A long view of the policy issue shows that it marked an inflection point in the GOP’s relationship with trade. Trump had spent the last two years explicitly threatening to slap tariffs on China and Mexico and other commercial partners, something unheard of from any presidential hopeful in recent memory, much less a Republican. It moved the needle: When TPA came to the Senate for approval, Cruz voted no, shocking everyone in the chamber, including his closest allies.
The backstory was simple enough: Cruz’s campaign had been poll-testing the issue and realized that he might suffer crippling blowback from blue-collar voters if he continued to support the agreement. This would be a far steeper price to pay, he decided, than a few weeks of headlines about flip-flopping and the inevitable furious phone call from Ryan, who wondered how Cruz could hang him out to dry on the issue. “It wasn’t good for me, it wasn’t good for the party,” Ryan recalls. “But it was good for Ted.”
The Freedom Caucus’s defiance of Boehner, and the Speaker’s retaliation, represented a point of no return. Boehner tried to keep one step ahead of the conservatives. In July, for example, he called for a congressional investigation into Planned Parenthood after undercover videos showed a top-ranking official with the organization talking callously about the supply of aborted baby parts. (The videos implied that Planned Parenthood was illegally profiting from selling them; this was not the case, though the group’s leadership apologized for the tone taken by their employee.) Even in this instance, Boehner failed to capture the mood of his right flank: Conservatives wanted to promote the videos by showing them in House hearings, but the Speaker held back, worried that they would be sensationalizing the issue, especially given the legal challenges contending that the videos had been shot illegally.
The relationship between the leadership and the conference’s right wing was no longer salvageable. The only question was what conservatives planned to do about it. Meadows wanted to go after Boehner immediately, forcing a vote that summer on the Speaker’s future. Having dissected the parliamentary maneuver with Massie,
each lawmaker had prepared a separate draft to file with the House clerk. They both had also sent copies to the outside groups by mid-July, needing air cover in the event of a guerrilla-style attack on the warlord himself.
But the Freedom Caucus leadership was opposed. Calling an emergency meeting of the board, Jordan, the group’s chairman, told Meadows that the timing wasn’t right, that there was no organized opposition, that no alternative speaker had stepped forward, that the Freedom Caucus would suffer irreparable damage to its credibility by lunging at Boehner but failing to take him down. Labrador agreed. So did Mulvaney and Amash and the other board members present. Meadows was on an island. “We didn’t think it was the right timing,” Labrador said. “And we were trying to give Boehner an opportunity to change.”

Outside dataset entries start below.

PR #1759, opened 2025-01-22
Enable preview mode on mobile code app

DianaXWiki:


dariiing (commented):
From the accessibility standpoint, the changes are okay. However, there are existing issues that will need to be addressed:
- icons from buttons are missing the aria-hidden
- buttons are not correctly announced when using a screen reader
I would recommend them to be fixed in a separate PR because they cover more than the scope of this PR. I went ahead and created #1792 for future reference.

yflory (changes requested):
The code looks good, it seems you forgot to run the linter but it would be easy to fix, but I found some issues while testing.
* I always start in preview mode. It seems intentional since it's the first thing happening when creating a new document but if I open an "edit" link for a document, I expect the edit mode to be used first.
* If I am in "preview" mode and then I decide to switch to a new language (from Markdown to Python for example), I end up with no preview (because we don't have it for Python) and no editor also: it's just empty.
* If I have a Python document and decide to switch to Markdown, I end up with a split screen editor/preview, both sides being very narrow since I'm on mobile.

I haven't tested more than that because I feel like the way this PR is implemented is a bit too complex for what we're trying to fix. I think there should be an easy way to fix the issue with almost only CSS/LESS changes.
We already have a CSS class `.cp-app-code-fullpage` added to the container when the preview is disabled. With CSS media queries, we could have special style for small screens where we show either the editor or the preview depending on whether this class is applied or not. It would probably still requires some changes to the JavaScript to fix the initial state and issues with other languages though.

yflory (approved):

PR #1774, opened 2025-02-05
Add Skip Link

### LINKED ISSUE #1202: Link to skip the toolbar
> A skiplink should be provided to skip content that is repeated on multiple pages. In this case, it is a bit harder to decide whether the bar containing the logo and three buttons is ‘repeated content’ because of the title that differs on the pages. However, it would still be good for the usability and accessibility to provide a link that skips this bar. This link can be visually hidden and shown only when it receives the focus. It should be the first link on the page.

dariiing:
This PR introduces a skip link to improve accessibility, allowing users to quickly navigate to the main content. 
Fixes #1202

### DIFF
--- a/customize.dist/messages.js
+++ b/customize.dist/messages.js
@@ -118,6 +118,7 @@ define(req, function(AppConfig, Default, Language) {
 
     Messages._languages = map;
     Messages._languageUsed = language;
+    Messages.skipLink = "Skip to main content"; // XXX
 
     // Get keys with parameters
     Messages._getKey = function (key, argArray) {
--- a/customize.dist/src/less2/include/toolbar.less
+++ b/customize.dist/src/less2/include/toolbar.less
@@ -448,10 +448,11 @@
             .cp-toolbar-skip-link {
                 position: absolute;
                 top: -100px;
-                left: 0;
+                left: 45%;
                 background-color: @cryptpad_color_brand;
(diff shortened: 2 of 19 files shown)


davidbenque:
In Kanban my focus is on the first column's edit button by default instead of before the skip link

davidbenque:
In Rich Text pressing enter when the skip link is in focus doesn't produce any result

yflory (approved):

zuzanna-maria:
A description of some behaviours I found which may or may not be desired (Firefox desktop):
- In Kanban, skip link skips tag button + tag/drag toggles as well as generic main toolbar
- In Pad + Presentation, can’t escape editor with ESC in order to tab through interface - have to click outside of the editor manually; editor toolbars skipped		
- In diagram - focus gets ‘lost’ after navigating through right hand side panel; skip link doesn’t appear unless interface manually clicked first outside of the editor
- In document - OO embedded file menu/toolbar inaccessible to keyboard
- For multiple apps, the ‘do you want to store’ modal is the first thing that is accessed through tabbing, not the skip link

davidbenque:
Many thanks @zuzanna-maria for catching these. I think the majority are known issues which could not be resolved for this v1 of the skip link. Pinging @dariiing anyway as the last one about storing dialog may not be known.

PR #1775, opened 2025-02-07
Prevent saving file to Drive multiple times

### LINKED ISSUE #1745: Files can be stored in CryptDrive multiple times
### Description

The 'Store in CryptDrive' function creates multiple Drive shortcuts for the same file

### Steps to reproduce

1. Go to e.g. [cryptpad.fr/pad](http://cryptpad.fr/pad) and create a new Pad document
2. Click 'Store' on the popup that asks if file should be saved -- file appears in Drive
3. File menu > 'Store in CryptDrive' -- every time 'Store in CryptDrive' is clicked creates a new shortcut

### Relevant logs

_No response_

### Expected behavior

Only one shortcut per file should be created in the Drive -- clicking 'Store in CryptDrive' multiple times should produce an alert that file is already stored

_No response_

_No response_

### Extensions

n/a

### Version

2024.12.0

zuzanna-maria:
- Fixes #1745 (can no longer save file to drive if already saved)

### DIFF
--- a/www/common/common-ui-elements.js
+++ b/www/common/common-ui-elements.js
@@ -594,16 +594,19 @@ define([
         let $icon = $button.find('> i');
 
         let attributes = {};
+        let style = {};
         let btnClass = $button.attr('class');
         let btnId = $button.attr('id');
         let btnTitle = $button.attr('title');
+        let btnVisibility = $button.attr('style');
         if (btnClass) { attributes['class'] = btnClass; }
         if (btnId) { attributes['id'] = btnId; }
         if (btnTitle && !attributes.title) { attributes['title'] = btnTitle; }
-
+        if (btnVisibility) { attributes['style'] = btnVisibility; }
         return UIElements.createDropdownEntry({
             tag: 'a',
             attributes: attributes,
+            style: style,
             content: [
                 h('i',{ 'class': $icon.attr('class') }),
                 h('span', $button.text())
@@ -865,7 +868,9 @@ define([
                 if (callback) { button.click(callback); }
                 break;
             case 'storeindrive':
-                button = $(h('button.cp-toolbar-storeindrive', [
+                button = $(h('button.cp-toolbar-storeindrive', {
+                    style: 'display:none;'
+                }, [
                     h('i.fa.fa-hdd-o'),
                     h('span.cp-toolbar-name.cp-toolbar-drawer-element', Messages.toolbar_storeInDrive)
                 ])).click(common.prepareFeedback(type)).click(function () {
@@ -3347,9 +3352,7 @@ define([
         if (data && data.stored) {
             if (!data.inMyDrive) {
                 $('.cp-toolbar-storeindrive').show();
-            } else {
-                $('.cp-toolbar-storeindrive').hide();
-            }
+            } 
             return;
         }
         var priv = common.getMetadataMgr().getPrivateData();
--- a/www/common/common-ui-elements.js
+++ b/www/common/common-ui-elements.js
@@ -865,9 +865,7 @@ define([
                 if (callback) { button.click(callback); }
                 break;
             case 'storeindrive':
-                button = $(h('button.cp-toolbar-storeindrive', {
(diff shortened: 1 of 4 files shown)


www/common/common-ui-elements.js
```diff
@@ -594,16 +594,19 @@ define([
...
+        let btnVisibility = $button.attr('style');
         if (btnClass) { attributes['class'] = btnClass; }
         if (btnId) { attributes['id'] = btnId; }
         if (btnTitle && !attributes.title) { attributes['title'] = btnTitle; }
-
+        if (btnVisibility) { attributes['style'] = btnVisibility; }
         return UIElements.createDropdownEntry({
             tag: 'a',
             attributes: attributes,
+            style: style,
```
yflory, line 609: I'm not sure I understand why we have a "style" element here if we already have `attributes['style']` above. It seems like one will override the other.

www/common/common-ui-elements.js
```diff
@@ -3349,7 +3352,7 @@ define([
         if (data && data.stored) {
             if (!data.inMyDrive) {
                 $('.cp-toolbar-storeindrive').show();
-            }
+            }
```
yflory, line 3355: "Space" character to remove

www/common/drive-ui.js
```diff
@@ -5094,9 +5094,9 @@ define([
                 sframeChan.query('Q_STORE_IN_TEAM', {
                     href: data.href || data.rohref,
                     password: data.password,
-                    path: paths[0].path[0] === 'template' ? ['template'] : undefined,
                     title: data.title || '',
-                    teamId: -1
+                    teamId: -1,
+                    path: paths[0].path[0] === 'template' ? ['template'] : undefined
```
yflory, line 5099: Try to keep the original order to avoid unnecessary diff :)

www/common/outer/async-store.js
```diff
@@ -1220,7 +1221,20 @@ define([
                 if (!s.id) { inMyDrive = res.length; }
 
                 Array.prototype.push.apply(allData, res);
+
+                if (res && res[0]) {
+                    var elementPath = store.manager.user.userObject.findFile(res[0].id)[0];
```
yflory, line 1226: Multiple issues here:
1. "res" may reference data from a team drive but you're trying to search the path from your own drive
2. "res" is an array because the pad may be stored in your drive multiple times. You're pushing to the array only the path of the first occurence found

www/common/outer/async-store.js
```diff
@@ -1220,7 +1221,20 @@ define([
...
+                    if (elementPath) {
+                        path.push(elementPath);
+                    }
+                }    
+
             });
+
+            if (path[0]) {
```
yflory, line 1234: I don't really understand why `path` should be an array in you only use the first entry

www/common/outer/async-store.js
```diff
@@ -1287,6 +1300,8 @@ define([
                     });
                     return;
                 }
+            } else if (inTrash) {
+                store.manager.user.userObject.restore(path[0]);
```
yflory, line 1304: If I understand correctly (I didn't test), it seems this is going to restore any pads from your drive that you open. This function is called everytime someone opens a document, updates its title or tries to store it. This isn't something we really want (trashed document should stay there unless there is an explicit action to restore them).

yflory (changes requested):
The latest changes seem a bit out of scope for this PR. They aren't about preventing multiple save anymore but about restoring documents from the trash.
The initial goal of the PR was to fix a clear issue, but the part about the trash may change the user experience and probably requires further discussions about how to handle this issue.

www/common/outer/async-store.js
```diff
@@ -1253,7 +1253,7 @@ define([
                 }
                 obj.userObject.setHref(channel, null, href);
             });
-
+
```
Chouhartem, line 1256: trailing spaces to remove

yflory (approved):

Issue #1764, opened 2025-01-31
Lack of error description [Settings Admin]


dariiing:
When attempting to upload a new custom logo, the generic "Error" message is displayed without any indication of what went wrong. In this case, I discovered that the uploaded file was too large only after examining the console.

Issue #1763, opened 2025-01-31
Lack of error description


dariiing:
When attempting to submit a form without picking an option on how to answer the form, you get the generic "Error" message.

dariiing:
> > When attempting to submit a form without picking an option, you get the generic "Error" message.
> 
> [@dariiing](https://github.com/dariiing) can you specify which form?

Hello,
This occurs with any type of form.

Issue #1762, opened 2025-01-31
Lack of error description [Automatic download limit]


dariiing:
Found by `HAN scan 08-24`:

In the ‘automatic download limit’ setting, if letters are entered instead of numbers, a status message containing the text ‘error’ appears on the screen. This message lacks any descriptive text, providing no information about the nature of the error or how to correct it. To resolve this, the error message should be more descriptive, clearly indicating the issue (e.g., ‘Please enter a number between 1-100’) to help users correct their input.

PR #1789, opened 2025-02-18
Add descriptive error messages

dariiing:
This PR adds descriptive error message in multiple areas:
-  #1762 
-  #1763
-  #1764
-  #1790
-  #1791

### DIFF
--- a/customize.dist/messages.js
+++ b/customize.dist/messages.js
@@ -118,7 +118,7 @@ define(req, function(AppConfig, Default, Language) {
 
     Messages._languages = map;
     Messages._languageUsed = language;
-    Messages.admin_logoSize_error = "The logo size must be smaller than 200KB"; // XXX
+    Messages.admin_logoSize_error = "The logo size is too large"; // XXX
     Messages.limit_error = "Please enter a valid number"; // XXX
     Messages.positiveNumber_error = "Please enter a positive number"; // XXX
     Messages.answerType_error = "Please select how to answer the form"; // XXX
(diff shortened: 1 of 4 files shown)


customize.dist/messages.js
```diff
@@ -118,6 +118,10 @@ define(req, function(AppConfig, Default, Language) {
 
     Messages._languages = map;
     Messages._languageUsed = language;
+    Messages.admin_logoSize_error = "The logo size must be smaller than 200KB"; // XXX
```
davidbenque, line 121: The value "200KB" should be passed from the code as a value, with the placeholder "{0}" in the translated string

www/admin/inner.js
```diff
@@ -884,6 +884,11 @@ define([
                     UI.warn(Messages.error);
                     return;
                 }
+                if (files[0].size > 200 * 1024) {
```
davidbenque, line 887: use a variable here, same one that should be passed to the message

customize.dist/messages.js
akbarjorayev, line 121:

But Meadows would not budge. Whipping out his cell phone, he played a voice mail for the group. It had been left that morning by his son, Blake, who told his father how proud he was of him for standing on conviction, and quoted Theodore Roosevelt: “The credit belongs to the man who is actually in the arena . . . if he fails, at least he fails while daring greatly, so that his place shall never be with those cold and timid souls who neither know victory nor defeat.”
Meadows’s comrades were puzzled. They had never known him to act on rash emotion. But there was no stopping him. He was determined to file paperwork with the House clerk that would amount to an attempt on Boehner’s political life. What some of them didn’t realize was that Massie was standing at the ready to file his own version of the motion if Meadows didn’t follow through. That was a chance Meadows couldn’t take.
Of course, what nobody knew—outside of Boehner’s three most trusted staffers—was that the Speaker had already settled on his exit date. After the midterm elections, Boehner would announce his retirement on his birthday, November 17.